New interventions are being developed that offer promise. For example, biotechnological approaches to treatment include long-acting formulations of naltrexone and buprenorphine for opioid dependence and soon for antiretroviral treatments. These formulations reduce the need for daily clinic visits and supervised dosing, which many patients find impractical or undesirable. However, long-acting formulations have the potential for use under coercion and their introduction could be driven by the objective of preventing medication diversion rather than concerns over patient welfare and convenience. In introducing such approaches, health professionals and policy makers therefore need to listen to what people who use drugs say about what therapies are desirable and how best they can be delivered.
Meaningful community engagement and consultation is an essential element of effective prevention, treatment, and harm reduction. The voices and experiences of people who use drugs are crucial. Stigma and discrimination deter health-care access for those who use drugs and reduce treatment entry and retention.
Policy
The debate on drug policy typically focuses on legalisation and is too often polarised. Policy makers need to explore the continuum of policy options, including radical changes when the evidence indicates that these could produce substantial public health benefit. A genuine public health approach to drug use would focus less on the legal status of a particular drug and more on the harms and benefits of all psychoactive substance use, including tobacco, alcohol, and pharmaceutical drugs. Countries contemplating cannabis regulation should heed lessons from alcohol and tobacco policies to avoid a form of commercialisation that advances corporate interests over public health and promotes damaging patterns of cannabis use.

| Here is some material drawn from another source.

PR #3075, opened 2024-12-11
LB-1707: Add sort name and disambiguation in artist search pages

MonkeyDo:
Sort name and disambiguation are easily accessible in the MB API search results so no reason not to show them on the page.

Demographic and social changes mean that the future health costs of drug use are increasingly likely to be borne by low-income and middle-income countries (LMICs). International and scientific dialogue can allow countries to benefit from evidence on effectiveness and avoid policy mistakes made by high-income countries, while recognising that responses effective in one cultural context may need cultural adaption in another. More data are needed from LMICs and on the interplay between drug use and economic and sociopolitical factors to better inform policy.
Finally, a stronger policy case needs to be made for investment in effective prevention and treatment initiatives. Credible estimates of the budgetary and public health impacts of different approaches are needed, including those which are ineffective. We need to ascertain the cost-effectiveness of different interventions and intervention combinations for the optimum allocation of scarce resources and health equality.